[Dataset entries]
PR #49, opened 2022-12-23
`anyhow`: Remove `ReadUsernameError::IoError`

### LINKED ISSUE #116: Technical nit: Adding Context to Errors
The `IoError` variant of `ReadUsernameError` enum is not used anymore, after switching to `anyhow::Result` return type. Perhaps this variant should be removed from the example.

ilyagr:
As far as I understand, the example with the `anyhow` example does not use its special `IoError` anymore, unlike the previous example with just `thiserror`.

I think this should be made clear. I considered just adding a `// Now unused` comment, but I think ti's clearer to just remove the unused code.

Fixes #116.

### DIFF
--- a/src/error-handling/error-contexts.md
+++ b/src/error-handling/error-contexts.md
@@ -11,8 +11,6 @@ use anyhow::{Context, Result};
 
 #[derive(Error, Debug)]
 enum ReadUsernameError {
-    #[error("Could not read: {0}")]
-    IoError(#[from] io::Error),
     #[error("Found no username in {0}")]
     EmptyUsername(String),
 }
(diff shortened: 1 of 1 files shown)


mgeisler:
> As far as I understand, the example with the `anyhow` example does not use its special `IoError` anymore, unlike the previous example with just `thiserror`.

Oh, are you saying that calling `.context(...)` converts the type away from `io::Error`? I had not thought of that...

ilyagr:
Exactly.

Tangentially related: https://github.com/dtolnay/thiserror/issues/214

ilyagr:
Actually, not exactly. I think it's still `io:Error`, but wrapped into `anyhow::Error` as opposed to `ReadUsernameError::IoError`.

* * *

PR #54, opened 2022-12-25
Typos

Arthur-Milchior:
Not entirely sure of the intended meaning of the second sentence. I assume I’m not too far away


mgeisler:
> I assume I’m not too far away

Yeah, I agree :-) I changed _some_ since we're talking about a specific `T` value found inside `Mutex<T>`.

[Work order]
Would you copy out exactly the lines above that start at the one containing "Not entirely sure" and end at the one containing "Yeah, I agree", inclusive?

[Solution to this exercise]
Not entirely sure of the intended meaning of the second sentence. I assume I’m not too far away


mgeisler:
> I assume I’m not too far away

Yeah, I agree :-) I changed _some_ since we're talking about a specific `T` value found inside `Mutex<T>`.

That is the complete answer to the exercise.